Online study can be one way in which technology can help, and there are courses in dementia now – at Stirling University, I helped set up the first worldwide Masters programme in dementia studies – which still runs today. So more and more places are offering things like this now – at Salford University, we also have an MSc in Dementia and Environment.
So there are lots of opportunities for people to study from a distance. Most of the online programmes are flexible with different exit points so you can finish after a year, or carry on for two years and get a diploma or continue to a full MSc. There are also online modules so that people who haven’t already got a degree can study.

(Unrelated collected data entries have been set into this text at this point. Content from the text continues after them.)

PR #1116, opened 2018-03-08
Isaicp 4353: Bulk update expired items.

idimopoulos:


web/modules/custom/joinup_core/src/EventSubscriber/RefreshCachedFieldsEventSubscriber.php
```diff
@@ -86,89 +87,98 @@ public function __construct(EntityTypeManagerInterface $entityTypeManager, TimeI
...
+    $piwik_config = $this->configFactory->get('piwik.settings');
+    $piwik_reporting_api_config = $this->configFactory->get('piwik_reporting_api.settings');
+    $site_id = $piwik_config->get('site_id');
+    $token_auth = $piwik_reporting_api_config->get('token_auth');
+
+    $sub_params = [
+      'module' => 'API',
+      'idSite' => $site_id,
+      'token_auth' => $token_auth,
+    ];
```
pfrenssen: All this stuff should not be needed, it is handled automatically by the Piwik Reporting API module.

web/modules/custom/joinup_core/joinup_core.post_update.php
```diff
@@ -74,3 +74,14 @@ function joinup_core_post_update_move_contact_form_attachments() {
 function joinup_core_post_update_install_smart_trim() {
   \Drupal::service('module_installer')->install(['smart_trim']);
 }
+
+/**
+ * Sets the PIWIK batch size to 50 items and item limit to 1000.
+ */
+function joinup_core_post_update_piwik_bulk_size() {
+  // This will allow to mainly always timeout, otherwise keep processing.
+  \Drupal::configFactory()->getEditable('cached_computed_field.settings')
```
pfrenssen: It is not needed to update config using a post-update hook, just update the exported config. It will be automatically synced on deployment.

web/modules/custom/joinup_core/src/EventSubscriber/RefreshCachedFieldsEventSubscriber.php
```diff
@@ -86,89 +87,98 @@ public function __construct(EntityTypeManagerInterface $entityTypeManager, TimeI
...
     }
-    // Only refresh the field if it has actually expired. It might have been
-    // updated already since it has been added to the processing queue.
-    if (!$this->fieldNeedsRefresh($event)) {
+
+    try {
+      $response = $query->execute()->getResponse();
+    }
+    catch (\Exception $e) {
+      $this->loggerFactory->get('joinup_core')->error($e->getMessage());
```
pfrenssen: Great, log the error and move on, best approach in this case. :+1:

web/modules/custom/joinup_core/src/EventSubscriber/RefreshCachedFieldsEventSubscriber.php
```diff
@@ -86,89 +87,98 @@ public function __construct(EntityTypeManagerInterface $entityTypeManager, TimeI
...
+      if (!$entity = $this->getExpiredEntity($item)) {
+        continue;
+      }
+
+      $query_params = $this->getSubqueryParams($entity, $sub_params);
+      $query->setParameter('urls[' . $index . ']', http_build_query($query_params));
     }
-    // Only refresh the field if it has actually expired. It might have been
-    // updated already since it has been added to the processing queue.
-    if (!$this->fieldNeedsRefresh($event)) {
```
pfrenssen: This line is lost, let's keep it so we don't do unnecessary requests.

web/modules/custom/joinup_core/src/EventSubscriber/RefreshCachedFieldsEventSubscriber.php
```diff
@@ -86,89 +87,98 @@ public function __construct(EntityTypeManagerInterface $entityTypeManager, TimeI
...
-   * Returns the action count the given entity received in the given period.
+   * Fetches the expired entity.
+   *
+   * @param \Drupal\cached_computed_field\ExpiredItemInterface $item
+   *   The expired item object.
+   *
+   * @return \Drupal\Core\Entity\EntityInterface|null
+   *   The expired entity object or NULL if none is found.
+   */
+  protected function getExpiredEntity(ExpiredItemInterface $item) {
```
pfrenssen: This duplicates `::getEntity()`.

web/modules/custom/joinup_core/src/EventSubscriber/RefreshCachedFieldsEventSubscriber.php
```diff
@@ -355,4 +335,37 @@ protected function getPiwikSettings($bundle) {
...
+   *
+   * @param \Drupal\Core\Entity\EntityInterface $entity
+   *   The entity with the expired field.
+   * @param array $parameters
+   *   A list of extra parameters to pass to the array of parameters.
+   *
+   * @return array
+   *   A list of parameters.
+   */
+  protected function getSubqueryParams(EntityInterface $entity, array $parameters = []): array {
```
pfrenssen: Hmm what is this? Do you have any documentation for it? It looks like this is a feature from Piwik, meaning that it should better belong in the library or contrib module instead of in custom code. At least then this code is reusable.

web/profiles/joinup/config/install/cached_computed_field.settings.yml
```diff
@@ -0,0 +1,3 @@
+batch_size: 100
+item_limit: 200
```
pfrenssen: Let's remove the `item_limit`.

web/modules/custom/joinup_core/src/EventSubscriber/RefreshCachedFieldsEventSubscriber.php
```diff
@@ -86,89 +87,98 @@ public function __construct(EntityTypeManagerInterface $entityTypeManager, TimeI
   /**
    * {@inheritdoc}
    */
-  public function refreshExpiredField(RefreshExpiredFieldEventInterface $event) {
-    // Only react to fields that store the download count or visit count.
-    if (!in_array($event->getFieldName(), [static::FIELD_NAME_DOWNLOAD_COUNT, static::FIELD_NAME_VISIT_COUNT])) {
-      return;
+  public function refreshExpiredFields(RefreshExpiredFieldsEventInterface $event) {
+    $items = $event->getExpiredItems()->getItems();
```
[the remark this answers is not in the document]
idimopoulos: It could. I think this was based on the previous `::getExpiredItem()` method name. It is not an issue of Joinup though and should be fixed upstream.
*Reasons to rename:* Item being completely consistent with the return type.
*Reasons to not:* Try to imagine that the `Items` part of the `getExpiredItems` refers to `Items` which is a vague term for someone that is not familiar with the code and knows that it is a Collection Item. Thus, the developer needs to check what kind of return objects are returned. If it was `getExpiredEntities` then it would probably be in need of renaming. But `getExpiredItems` are referring to "Items" which has no direct explanation. So a glimpse into the return type is anyway needed.

web/modules/custom/joinup_core/src/EventSubscriber/RefreshCachedFieldsEventSubscriber.php
idimopoulos: These 3 properties are put into the subqueries. Each sub query needs these information separately as they are handled independently. The reporting api module is only handling the parent query in which I do not set it.

web/modules/custom/joinup_core/joinup_core.post_update.php
idimopoulos: It wasn't working when I tried it... I removed it.

web/modules/custom/joinup_core/src/EventSubscriber/RefreshCachedFieldsEventSubscriber.php
idimopoulos: Ok, I re-added it, though I do not think that this is a case in Joinup. But I cannot predict the future.

web/modules/custom/joinup_core/src/EventSubscriber/RefreshCachedFieldsEventSubscriber.php
idimopoulos: True story is true.!

idimopoulos:
I am closing this in favour of https://github.com/ec-europa/joinup-dev/pull/1130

And of course, there are lots of online resources available to staff. In the Republic of Ireland, the Elevator Project has free modules for all sorts of sectors.
There is one, for example, for people in the finance and banking industry – because people with dementia will still want to use these services to draw their pension or get money out.
Often people with dementia might keep going back for their money, forgetting that they have already been in and, of course, financial power of attorney is one of the issues people have to address.
So you don’t necessarily need to be one of the workers you’d expect to be working with people with dementia, such as in the health and social care sector, to use these and benefit from them.
Online, people can learn from initiatives at different ends of the country, or in another country with varying contexts of policy, directives and support system for initiatives. People from entirely different areas of the country or world can come together to learn and explore what is possible.
That’s the beauty of online learning – you learn a lot from the cohort of students you’re studying with because they’re not just from the same services you might have already worked with.